Hantu Kelapa Sawit

Kenon BB
Chapter #10

Chapter 10

Kami bertujuh hanya bisa diam memandang Kek Mat yang terbaring begitu saja di tanah tanpa alas dan tanpa atap. Rumah Kek Mat telah berubah menjadi tanah lapang. Ya, tanah lapang di tengah pepohonan. Tanpa tetangga. Benar-benar menyedihkan.

Tak ada dari kami yang berkata-kata. Sepertinya, otak kami semuanya buntu. Bayangkan saja, satu-satunya yang kami anggap bisa menolong malah terbaring tak berdaya di depan sana. Benar-benar mengerikan.

Faris tertunduk lesu. Aku tahu, ia pasti sedang memikirkan Tante Yani. Tidak, aku tidak mau kalau Tante Yani bernasib sama dengan Kek Mat.

“Bagaimana ini, Bil, Kek Mat saja bisa seperti itu, bagaimana dengan Mamaku ...,” ucap Faris, suaranya bergetar.

Aku tak menjawab. Kupandangi kelompok ‘A’, semuanya tertunduk lesu. Tidak bisa seperti ini, aku harus menaikan semangat mereka. Kami tak boleh menyerah.

Sebentar lagi sore, aku tak tahu harus berbuat apa lagi. Jika malam, tentunya keadaan semakin menggila.

“Ayolah, semangat, kita kan manusia masa’ kalah dengan hantu,” kataku.

Tak ada yang menjawab.

Kuperhatikan sosok tua yang tak berdaya di depan sana. Kenapa tak terperhatikan? Kakek itu masih bernapas!

Langsung saja aku berdiri. Aku harus mencari air. Aku harus menyadarkan kakek tua itu.

“Di mana sumurnya?” tanyaku yang membuat kelompok ‘A’ tersadar.

“Kenapa, Bil?” tanya Andi.

“Lihatlah, Kek Mat masih hidup. Dia masih bernapas! Kita harus segera membangunkannya.”

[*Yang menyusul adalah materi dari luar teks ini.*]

PR #5230, opened 2026-07-14
Fix .gitignore entry for lexicons directory

DenysVuika:
Update .gitignore instruction to use absolute path.


matthieusieben:
Thank you

PR #5231, opened 2026-07-14
feature: Adds rate limit headers to Access-Control-Expose-Headers on xrpc servers (PDS)

fatfingers23:
Not sure if this is the best path, but while adding rate limiting in [pdsmoover.com](https://pdsmoover.com) I found that I could not access the rate limit headers since it is all client side. After some research I found that `Access-Control-Expose-Headers` needed to have them set. This fix resolved my issues for me and allowed me to access the rate limit headers on the browser so I can do things like "Limit blob uploads to leave 5 so that they can still upload pics if limit is hit during migrations" which is not possible since it goes till rate limit and the user is out of luck for 24 hours. 

Happy too if there is another path to be able to add this. But would really appreciate some kind of resolution to give users this.

### DIFF
--- a/.changeset/pink-trams-reply.md
+++ b/.changeset/pink-trams-reply.md
@@ -1,0 +1,5 @@
+---
+'@atproto/xrpc-server': patch
+---
+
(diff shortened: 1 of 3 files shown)


matthieusieben (approved):
This looks good to me.

matthieusieben:
It looks like a changeset is required though.

fatfingers23:
Thank you! Just rebased against main and added one, first time using changeset so not 100% sure if there's anything I'm missing or should do different.

matthieusieben (approved):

Andi memperhatikan Kek Mat sesaat. Lalu, ia lari mencari sumur. Tapi, sumur yang seharusnya ada telah hilang. “Mad, kau panjat pohon kelapa itu. Cepat!”

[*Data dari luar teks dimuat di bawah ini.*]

PR #5241, opened 2026-07-16
:sparkles: Add bulk close report endpoint and enhance queryReport

foysalit:


packages/ozone/src/mod-service/report.ts
gcwill70, line 266: This PR had me looking through this logic and I forgot to add convo handling here when adding support in these endpoints. The current function will include chat and convo reports when targeting an account.


So something like:
```
if (params.subjectUri) {
    const uri = new AtUri(params.subjectUri)
    if (uri.collection === CHAT_MESSAGE_COLLECTION) {
      builder = builder.where('r.subjectMessageId', '=', uri.rkey)
    } else if (uri.collection === CHAT_CONVO_COLLECTION) {
      builder = builder
        .where('r.subjectConvoId', '=', uri.rkey)
        .where('r.subjectMessageId', 'is', null)
    } else {
      builder = builder.where(
        'r.recordPath',
        '=',
        `${uri.collection}/${uri.rkey}`,
      )
    }
  } else {
    builder = builder
      .where('r.recordPath', '=', '')
      .where('r.subjectMessageId', 'is', null)
      .where('r.subjectConvoId', 'is', null)
  }
```

gcwill70 (changes requested):
Looks good but probably should add in the missing convo handling before merging

packages/ozone/src/mod-service/report.ts
foysalit: nice catch! fixed those up.

gcwill70 (approved):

Ahmad tersentak, seperti kesurupan ia panjat pohon kelapa dengan cepat. Tak lama kemudian beberapa buah telah menyentuh tanah.

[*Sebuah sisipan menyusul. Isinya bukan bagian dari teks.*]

PR #5242, opened 2026-07-16
Overhaul @atproto/ws-client: isomorphic WebSocketClient and WebSocketConnection

devinivy:
Rebuilds `@atproto/ws-client` around two new isomorphic classes, replacing `WebSocketKeepAlive`. There is a single public entrypoint whose API works identically in Node.js (via `ws`) and the browser (via native `WebSocket`) — platform routing happens internally through the package `imports` field.

`WebSocketClient` is a robust client that prioritizes liveness, flow control, and transparent reconnects:
- Messages are read with `for await`; the stream spans reconnects. `dataMode` (`'auto' | 'text' | 'binary'`) types what the iterator yields and is enforced at runtime.
- Constructing a client doesn't open it.  Instead the connection opens lazily once it's iterated, and stops via `close()` (idempotent), an aborted `signal`, or breaking out of the loop. Lifecycle is observable through the `onOpen`/`onReconnect`/`onError`/`onClose` hook options; `onClose` fires exactly once per started client.
- Reconnects use exponential backoff and are classified by a typed error taxonomy plus WebSocket close codes (no more errno string-matching) — each error classifies itself via `shouldRetry()`; streams now survive graceful server restarts. `shouldReconnect: boolean | ((error, attempt) => boolean)` controls the policy, with the default exported for composition.
- Liveness: protocol heartbeat on Node.js (any inbound message counts, so busy connections are never falsely killed) and an optional message-based idle timeout everywhere — the browser's dead-connection detector.
- Flow control: real socket backpressure on Node.js past `highWaterMark`; `maxBufferedBytes` as a hard cap that fails the connection rather than growing memory unbounded (useful for browser environments that don't have reader-side backpressure).
- Node.js-only request `headers` (`Record | Headers`); the browser throws at construction rather than silently dropping what is usually auth. Browser-targeted code can opt into compile-time checking via the exported `BrowserWebSocketClientOptions` / `BrowserWebSocketConnectionOptions` types, which omit `headers`.

`WebSocketConnection` is the underlying single-connection primitive with the same lifecycle and options (hooks: `onOpen`/`onError`/`onClose`) — it never reconnects, for consumers that handle failures themselves. Platform differences surface as data via `capabilities` rather than API shape.

permessage-deflate remains offered by default on both platforms (identical negotiation headers, no configuration surface).

Consumers migrated: ozone `Jetstream`, xrpc-server `Subscription`, and tap `TapChannel`. Breaking changes for those packages: `Subscription` and `TapWebsocketOptions` no longer accept arbitrary `ws` `ClientOptions` (explicit option sets now, including `headers`), and `DisconnectError` moves from `@atproto/ws-client` to `@atproto/xrpc-server`. `CloseCode` expands to the full WebSocket code list.

Here's an example:
```ts
import { WebSocketClient } from '@atproto/ws-client'

const ws = new WebSocketClient('wss://jetstream.example.com/subscribe', {
  dataMode: 'text',
  onReconnect: () => console.log('reconnected'),
})

for await (const message of ws) {
  const event = JSON.parse(message)
  // ... handle event, spanning any number of reconnects
}
```


packages/ws-client/tsconfig.build.json
```diff
@@ -5,5 +5,6 @@
   "compilerOptions": {
     "rootDir": "./src",
     "outDir": "./dist",
+    "lib": ["ES2023", "DOM", "DOM.Iterable"],
```
matthieusieben: I don't like this pattern (which, sadly, is the way things are often done in TS) because it can give a false sense of type-safety: NodeJS code can use Browser only APIs, Browser code can use NodeJS only APIs, and TS won't complain in either cases.


In order to avoid this, we could do the following:

- this file extends `base.tsconfig.json`
- this file excludes `./src/transport/**/*`
- `tsconfig.build-node.json` extends `node.tsconfig.json` and includes `./src/transport/**/node-*`
- Same as ^ for browser

packages/ws-client/package.json
```diff
@@ -21,25 +21,31 @@
...
+      "node": {
+        "types": "./dist/node.d.ts",
+        "default": "./dist/node.js"
+      },
+      "default": {
+        "types": "./dist/browser.d.ts",
+        "default": "./dist/browser.js"
+      }
     }
   },
```
matthieusieben, line 33: I believe that a more conventional way of achieving this is to use a single `exports` (with "types" and "default"), and use `imports` https://nodejs.org/api/packages.html#imports for nodejs specific imports (e.g. override `import/export Foo from "./transport.js"` with `import/export Foo "./transport-node.js"`)

matthieusieben (commented):
I don't really like that there are two `"exports"` fields. This can lead to confusing setup: a NodeJS consumer has to configure the [customConditions](https://www.typescriptlang.org/tsconfig/#customConditions) to `node` for it to properly work. This is not ideal as it prevents this packages from appearing are truly isomorphic. It also results in a lot of duplication in the entrypoints.

Instead, I recommend defining a single entrypoint, and use `imports` conditions so that the "routing" happens 100% internally (see comment)

packages/ws-client/src/client.ts
```diff
@@ -0,0 +1,386 @@
...
+  }
+
+  get connected(): boolean {
+    return this.connection?.readyState === 'open'
+  }
+
+  send(data: MessageOf<M>): Promise<void> {
+    // With no connection at hand (never iterated, or stopped) the client
+    // speaks for itself; otherwise the connection does — it rejects with a
+    // WebSocketConnectionError if it can't send (e.g. mid-reconnect).
```
matthieusieben: This should be JSDoc

packages/ws-client/src/client.ts
```diff
@@ -0,0 +1,386 @@
...
+  // every started lifecycle end with exactly one 'close' — carrying the real
+  // close code when a close frame provided one, or the WHATWG-conventional
+  // 1005 (no status) when none did (e.g. a stop mid-backoff).
+  private lastCloseDetail?: CloseEventDetail
+  private closeDispatched = false
+  // Internal wake signal for close(): lets a parked backoff `sleep` resolve
+  // (not reject) promptly instead of waiting out the full backoff window.
+  // Distinct from `options.signal`, which is the caller's abort — that path
+  // must still reject the iterator with the abort reason.
+  private readonly stopController = new AbortController()
```
matthieusieben: Is there any reason why not use actual private fields (`#prefixed`) ?

packages/ws-client/package.json
devinivy: 👍 Done in 3d03062bc687c245bc72886efe63ceed322c2fe1 — single `exports` entrypoint, with `imports` conditioning `#transport` to the node/browser transport internally.

packages/ws-client/tsconfig.build.json
devinivy: 👍 Done in 3d03062bc687c245bc72886efe63ceed322c2fe1.

Two small differences: the shared code extends `isomorphic.tsconfig.json` rather than `base.tsconfig.json` (base has empty `lib`/`types`, so it cannot compile the engines alone), and `src/transport/transport.ts` stays in the shared project. The shared engines do still see DOM+node via the isomorphic preset.

packages/ws-client/src/client.ts
devinivy: 👍 Done in 97577f706e11b544e9ce90dae76147a684297b6a.

packages/ws-client/src/client.ts
devinivy: 👍 No reason — switched to native `#private` fields throughout in 97577f706e11b544e9ce90dae76147a684297b6a.

packages/ws-client/src/connection.ts
```diff
@@ -0,0 +1,492 @@
...
+    this.dispatchEvent(new CustomEvent('error', { detail: { error } }))
+    this.#dispatchClose(closeDetailForError(error))
+  }
+
+  #detachSignal(): void {
+    if (this.#signal && this.#onAbort) {
+      this.#signal.removeEventListener('abort', this.#onAbort)
+      this.#onAbort = undefined
+    }
+  }
```
matthieusieben: A pattern I've been using is to create a private signal, and bind it two ways with the external signal. This has several advantages:
- The signal is always present (no optional `?.` chaining) and can safely be used with internal dependencies (e.g. the WS client) without risking to clutter the external signal with leaking internals
- The signal can be used with tools called internally without having to potentially manage multiple signals (e.g. `sleep(delay, internalSignal, externalSignal)` is not an ideal pattern to use)
- The binding and cleanup happens in one place (no need to have a `#detachSignal`, with setup & cleanup code "far" apart from each other, no need for extraneous `this.#onAbort`)
- Bindings to other stop signals (e.g. `SIGINT`, or an external promise, or whatever) can be done in the same way and requires no additional cleanup logic (ie. no need to make #detachSignal more complex)
- The internal signal can be used as `destroyed` proxy (get destroyed() { return this.signal.aborted }`)
- The internal signal can be used as guard against "use after destroyed" (`this.signal.throwIfAborted()`)

something like this:

```ts
class Foo {
  this.#abortController = new AbortController()

  constructor ({ signal: externalSignal }: { signal?: AbortSignal }) {
  
    // two-way binding that always cleans itself up whenever internal controller is aborted:
    externalSignal?.addEventListener("abort", () => this.destroy(), { signal: this.signal })
  }
  
  get signal() {
    return this.#abortController.signal
  }
  
  get destroyed() {
    return this.signal.aborted
  }
  
  protected assertNotDestroyed() {
    return this.signal.throwIfAborted()
  }
  
  destroy() {
    // Prevent invalid use
    this.signal.throwIfAborted()
  
    // Always abort the internal controller when we are done, allowing cleaning up resources
    this.#abortController.abort()
  }
}
```

packages/ws-client/src/connection.ts
```diff
@@ -0,0 +1,492 @@
...
+  implements AsyncIterable<MessageOf<M>>
+{
+  readonly capabilities: TransportCapabilities
+
+  readonly #transport: Transport
+  readonly #dataMode: DataMode
+  readonly #signal?: AbortSignal
+  #onAbort?: () => void
+
+  #state: ReadyState = 'initialized'
```
matthieusieben, line 109: Would an enum be better suited ?

packages/tap/src/channel.ts
```diff
@@ -42,25 +65,41 @@ export class TapChannel implements AsyncDisposable {
...
+      heartbeat: rest.heartbeatIntervalMs
+        ? { intervalMs: rest.heartbeatIntervalMs }
+        : undefined,
+      signal: this.abortController.signal,
+      shouldReconnect,
     })
+    // Flush buffered acks on each reconnect (not the initial open).
+    this.ws.addEventListener('reconnect', () => {
+      this.flushBufferedAcks()
+    })
```
matthieusieben: It feels like events here could benefit from being able to support async operations (e.g. to wait for the flushing to complete before actually attempting to reconnect), to better support backpressure, esp. in case the "reconnect" task takes a long time, and the connection is unstable (connects -> drops fast -> reconnects -> drops fast -> etc.). Such cases could result in an unbound growth of concurrent tasks.

Also, `EventTarget` is not well supported across platforms, which is why we [removed it](https://github.com/bluesky-social/atproto/blob/7e6eb9d48138f60d1a9d511549e75d74623f8c28/packages/oauth/oauth-client/CHANGELOG.md#060) form OAuthClient.

I would recommend using "hooks" instead of extending `EventTarget`

packages/ws-client/src/lib/typed-event-target.ts
```diff
@@ -0,0 +1,51 @@
+/**
+ * EventTarget with a typed event map. The runtime behavior is the native
+ * EventTarget; the `declare` overrides only refine the types so
+ * `addEventListener('open', ev => ...)` infers the right event/detail.
+ */
+export class TypedEventTarget<
```
matthieusieben: I've struggled with this pattern in the past because it provides a fake sense of type safety. Consider the following:

```ts
declare const ws: WebSocketClientBase

function emitEvent(eventTarget: EventTarget) {
  eventTarget.dispatch(
    new CustomEvent('error', {
      detail: "not the valid shape",
    })
  )
}

emitEvent(ws)
```

There is no type cast, or unsafe use of `any`, yet this causes unsafe behaviors because there is no way to properly prevent emitting invalid event shapes.

Since the Client class is public, the user of the lib could trigger errors from withing our code without realizing, and in a way that is very hard to debug.

packages/ws-client/src/transport/browser-transport.ts
```diff
@@ -0,0 +1,150 @@
...
+  close(code?: number, reason?: string): void
+  addEventListener(type: 'open', listener: () => void): void
+  addEventListener(
+    type: 'message',
+    listener: (ev: { data: unknown }) => void,
+  ): void
+  addEventListener(
+    type: 'close',
+    listener: (ev: { code: number; reason: string; wasClean: boolean }) => void,
+  ): void
```
matthieusieben, line 53: Wouldn't these be better typed as:

```ts
interface WHATWGCloseEvent extends Event {
  code: number
  reason: string
  wasClean: boolean
}
```

```suggestion
  addEventListener(
    type: 'close',
    listener: (ev: WHATWGCloseEvent) => void,
  ): void
```

packages/ws-client/src/transport/browser-transport.ts
```diff
@@ -0,0 +1,150 @@
...
+    // `headers`, but a consumer type-checking against the Node.js entrypoint
+    // can still reach here at runtime.)
+    if (hasHeaders(options?.headers)) {
+      throw new TypeError(
+        'WebSocket headers are not supported in the browser; use URL or subprotocol-based auth instead',
+      )
+    }
+    this.#url = url
+    this.#options = options
+    this.#WebSocketImpl = WebSocketImpl
```
matthieusieben, line 92: I would add a guard here, just for good measure:

```ts
    if (!WebSocketImpl) {
      throw new TypeError('WebSocket are not availalbe in this environment')
    }
```

We only explicitly support nodejs and browser but this might be useful when used from Expo/Bun/Deno.

packages/ws-client/src/transport/browser-transport.ts
```diff
@@ -0,0 +1,150 @@
...
+        )
+      } else {
+        this.handlers.onError(
+          new Error('Unsupported WebSocket message data type'),
+        )
+      }
+    })
+    ws.addEventListener(
+      'close',
+      (ev: { code: number; reason: string; wasClean: boolean }) => {
```
matthieusieben: Explicit typing should not be needed here (it should be inferred from the `WHATWGWebSocket` interface.


```suggestion
      (ev) => {
```

packages/ws-client/src/transport/browser-transport.ts
```diff
@@ -0,0 +1,150 @@
...
+        this.handlers.onClose(ev.code, ev.reason, ev.wasClean)
+      },
+    )
+    ws.addEventListener('error', () => {
+      this.handlers.onError(new Error('WebSocket error'))
```
matthieusieben: Would it be useful to wire the `cause` here ?

packages/ws-client/src/transport/transport.ts
```diff
@@ -0,0 +1,40 @@
...
+
+export interface Transport {
+  readonly capabilities: TransportCapabilities
+  /** Negotiated subprotocol; '' until open (and if none negotiated). */
+  readonly protocol: string
+  /** Set once by the engine before events begin. */
+  handlers: TransportHandlers
+  /** Instantiate and connect the underlying socket, wiring it to `handlers`. */
+  open(): void
+  send(data: string | Uint8Array, onFlush: (err?: Error) => void): void
```
matthieusieben: Is there any particular reason for using a callback style instead of a promise? If so, I would add a comment here.

packages/ws-client/src/transport/node-transport.ts
```diff
@@ -0,0 +1,105 @@
...
+        code,
+        reason.toString('utf8'),
+        code === CloseCode.Normal,
+      )
+    })
+    ws.on('error', (err: Error) => this.handlers.onError(err))
+  }
+
+  get protocol(): string {
+    return this.#ws?.protocol ?? ''
```
matthieusieben: I dislike using `""` as marker for "unknown". Is there a way we can avoid this (e.g. by making the return type optional, or by throwing "protocol can only be read when connection is open") ?

packages/ws-client/src/client.ts
```diff
@@ -0,0 +1,396 @@
...
+    if (!this.#connection) {
+      return Promise.reject(
+        new WebSocketClientError('WebSocketClient is not connected'),
+      )
+    }
+    return this.#connection.send(data)
+  }
+
+  async close(code: number = CloseCode.Normal, reason?: string): Promise<void> {
+    this.#stopped = true
```
matthieusieben: You can avoid the extra property by using a getter:

```ts
get closed() {
  return this.#stopController.signal.aborted
}
```

matthieusieben: Also, should this protect against multiple close?

packages/ws-client/src/client.ts
```diff
@@ -0,0 +1,396 @@
...
+          reason: '',
+          wasClean: false,
+        },
+      }),
+    )
+  }
+
+  #resolveUrl(): Awaitable<string | URL> {
+    return typeof this.#url === 'function' ? this.#url() : this.#url
+  }
```
matthieusieben: We get better stack traces when using explicit `async` (or maybe we used to and it no longer matters)

```suggestion
  async #resolveUrl(): Promise<string | URL> {
    return typeof this.#url === 'function' ? this.#url() : this.#url
  }
```

packages/ws-client/src/client.ts
```diff
@@ -0,0 +1,396 @@
...
+        if (!firstAttempt) {
+          // Exponential backoff: ~1s (with jitter) on the first reconnect after
+          // an open, escalating across consecutive failures.
+          // Rejects with signal.reason on external abort; resolves promptly
+          // (not rejects) on close()'s internal stop signal — the loop below
+          // observes `this.#stopped` and exits the clean way.
+          await sleep(
+            backoffMs(retries, maxMs),
+            signal,
+            this.#stopController.signal,
```
matthieusieben: I bi-directionnaly linking signals (see my other comment) also also allows to simplify logic like this one by using a signal instead of passing around multiple signals.

packages/ws-client/src/client.ts
```diff
@@ -0,0 +1,396 @@
...
+
+        const url = await this.#resolveUrl()
+        // resolveUrl() is an async gap: close() or signal abort landing while
+        // it's in flight must not fall through to creating (and leaking) a
+        // connection that nothing will ever terminate. Re-check both before
+        // createConnection — an abort here would otherwise be missed entirely,
+        // since an already-aborted signal never fires a listener added after
+        // the fact.
+        if (this.#stopped) break
+        if (signal?.aborted) throw signal.reason
```
matthieusieben:
```suggestion
        signal?.throwIfAborted()
```

(also see my recomendation about using a signle signal and avoid using an extra `#stopped` property)

packages/ws-client/src/client.ts
```diff
@@ -0,0 +1,396 @@
...
+      reject(signal!.reason)
+    }
+    const onStop = () => {
+      cleanup()
+      resolve()
+    }
+    signal?.addEventListener('abort', onAbort, { once: true })
+    stopSignal?.addEventListener('abort', onStop, { once: true })
+    // Node: don't keep the process alive on the backoff timer.
+    ;(timer as { unref?: () => void }).unref?.()
```
matthieusieben: Is this right ? If a node process is only reading from a WS, and there is a reconnect happening, this `unref` will cause the node process to exit instead of reconnecting.

packages/ws-client/src/connection.ts
```diff
@@ -0,0 +1,492 @@
...
+    return this.#state === 'open'
+  }
+
+  get protocol(): string {
+    return this.#negotiatedProtocol
+  }
+
+  // ---- transport handlers ----
+
+  #buildHandlers(): TransportHandlers {
```
matthieusieben, line 184: It is too bad we have to keep this function around for the entire lifetime of the object; when it is only used during the init...

packages/ws-client/src/connection.ts
matthieusieben: See other comments (e.g. in the transport classes) where the use of this pattern would also be useful.

packages/ws-client/package.json
```diff
@@ -25,21 +25,33 @@
...
+  "imports": {
+    "#transport": {
+      "node": {
+        "types": "./dist/transport/node-transport.d.ts",
+        "default": "./dist/transport/node-transport.js"
+      },
+      "default": {
+        "types": "./dist/transport/browser-transport.d.ts",
+        "default": "./dist/transport/browser-transport.js"
+      }
```
matthieusieben: I'm a little surprised we need `types` here?

packages/ws-client/src/lib/reconnect-policy.ts
```diff
@@ -0,0 +1,55 @@
...
+export function defaultShouldReconnect(error: unknown): boolean {
+  if (error instanceof CloseError) {
+    return isReconnectableClose(error.code)
+  }
+  return (
+    error instanceof SocketError ||
+    error instanceof HeartbeatTimeoutError ||
+    error instanceof IdleTimeoutError
+  )
+}
```
matthieusieben, line 13: Would it make sense to move this logic as abstract property of the `WebSocketConnectionError` class ?

```ts
export abstract class WebSocketConnectionError extends Error {
  abstract shouldRetry(): boolean

  // ...
}

export class CloseError extends WebSocketConnectionError {
  shouldRetry() {
    return this.code === CloseCode.Abnormal
  }

  // ...
}

export class SocketError extends WebSocketConnectionError {
  shouldRetry () {
    return true
   }

  // ...
}
```

I've done something like this in lex-sdk errors:

https://github.com/bluesky-social/atproto/blob/e133a65cba992e6429d4526dc3e7cfe8bf87426f/packages/lex/lex-client/src/errors.ts#L149

This would simplify usage implementation to:

```ts
if (err instanceof WebSocketConnectionError && err.shouldRetry()) {
  // 
}
```

packages/ws-client/src/connection.ts
devinivy: I am pretty ambivalent about this— do you feel it makes a practical difference anywhere?  I would usually tie-break by going with whatever is best established in the codebase, but I am not sure either pattern is more common than the other.  I do kind of like sticking with erasable syntax, though also not an explicit goal.

Side note— I see that `ReadyState` is not exported and I believe it should be in the public interface.

packages/tap/src/channel.ts
devinivy: I didn't realize it wasn't well supported across environments!  I reached for it because I assumed it was solid common ground.  Which environments don't have it?

I can't think of a use case for async work in reconnect—I anticipate the main use case to be application logging/metrics.  But at the same time I am not opposed to switching to hooks.

packages/ws-client/src/transport/browser-transport.ts
devinivy: Yes, I think we could wire up `ev.error`.

packages/ws-client/src/transport/node-transport.ts
devinivy: This behavior is inherited from WHATWG `WebSocket` and the `ws` module, which both use `''` in this way.  We could interpret `''` into `'unknown'` or `null`.  I think we'd need to go with `null` since `'unknown'` is a valid subprotocol name (whereas `''` is not, for example).  I would rather not throw when accessing this.

packages/ws-client/src/client.ts
devinivy: Both WHATWG `WebSocket` and `ws` are idempotent on closes, and I can't think of any significant reason to deviate from their behavior.

packages/ws-client/src/client.ts
devinivy: Yeah, I'd prefer to switch to this too.

packages/ws-client/src/client.ts
devinivy: Good call, will get a failing test in there for this behavior.

packages/ws-client/src/connection.ts
devinivy: What is the issue?

packages/ws-client/package.json
devinivy: We very well may not, but as far as I can tell by convention we usually include both in our exports.

packages/ws-client/src/lib/reconnect-policy.ts
devinivy: Sure, I like that and it parallels lex.

packages/ws-client/src/transport/transport.ts
devinivy: I was in the mindset of making transport as thin as possible over `WebSocket` and `ws`, but I don't think we really need to stick to that here.

packages/ws-client/src/connection.ts
devinivy: Yeah, I like that too for the reasons you describe, and it is more my style anyway—not sure why I did not do it that way to begin with.

packages/ws-client/src/connection.ts
matthieusieben: I don't have a strong opinion here. The main reason I like them is that they generally offer better dx. Consider, for example, refactoring a value. Trivial with enum, much less so with string literals.

packages/ws-client/src/connection.ts
matthieusieben: Nevermind, I thought that `#fn(){}` methods where created once per instance (similar to `fn: () => {}`) but that is not the case.

packages/ws-client/package.json
matthieusieben: But imports and exports are quite different things, and I don't _think_ that `imports` types have any use.

packages/tap/src/channel.ts
```diff
@@ -15,10 +37,11 @@ export interface TapHandler {
   onError: (err: Error) => void
 }
 
-export type TapWebsocketOptions = ClientOptions & {
+export type TapWebsocketOptions = {
   adminPassword?: string
   maxReconnectSeconds?: number
   heartbeatIntervalMs?: number
+  headers?: Record<string, string> | Headers
```
matthieusieben: Can you use `HeadersInit` here ? If not a comment might be welcome.

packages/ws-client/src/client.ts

“Tapi, bagaimana kita membelahnya, tak ada parang.”

Tak ada yang membalas ucapanku tadi. Arman langsung membenturkan kelapa muda itu ke pohon. Benar juga, kelapa itu pecah. Airnya menetes. Dengan cepat Arman menumpahkan air kelapa itu ke wajah Kek Mat.

Kami menunggu hasil perbuatan Arman itu dengan harap-harap cemas.

Syukurlah, Kek Mat tersadar. Tapi, ia terlihat begitu letih. Ia sudah bisa duduk. Namun, pandangannya masih kosong.

“Kek Mat, bicaralah,” bujuk Andi.

Kek Mat tetap diam. Matanya sibuk memandang ke arah depan, tepatnya ke arah pepohonan di depan sana.

Aku ikuti pandangan Kek Mat, tak ada apa-apa. Hm, mungkin Kek Mat sedang mengembalikan kesadarannya.

“Aku tak kalah ...,” ucap Kek Mat masih dengan tatapan kosong.

Kuambil buah kelapa yang belum pecah. Kubenturkan kelapa itu, sama persis yang dilakukan Arman. Begitu kelapa itu pecah, segera saja kusiram Kek Mat.

“Mana rumahku!” teriak Kek Mat begitu semua air kelapa telah habis menyirami wajahnya.

Sumpah, aku ingin tertawa melihat kepanikan kakek tua itu.

“Kurang ajar! Hantu itu harus diberi pelajaran,” ucap Kek Mat yang disambut gegap gempita oleh kami semua.

Hm, Kek Mat sudah sadar dan kami memiliki sedikit harapan baru.

“Aku tidak kalah, aku hanya lengah!”

Aku tersenyum melihat Kek Mat mengucapkan kalimat barusan. Kelompok ‘A’ malah tertawa. Payah!

“Mamaku, Kek,” ucap Faris.

Kek Mat memandang Faris dengan iba. “Aku tahu. Tenang. Dia baik-baik saja. Kita akan membebaskannya.”

Faris tersenyum.

“Tapi, kenapa kalian siram aku dengan air kelapa! Lengket badanku semuanya ...,” protes Kek Mat sambil memegangi bagian tubuhnya yang terkena air kelapa.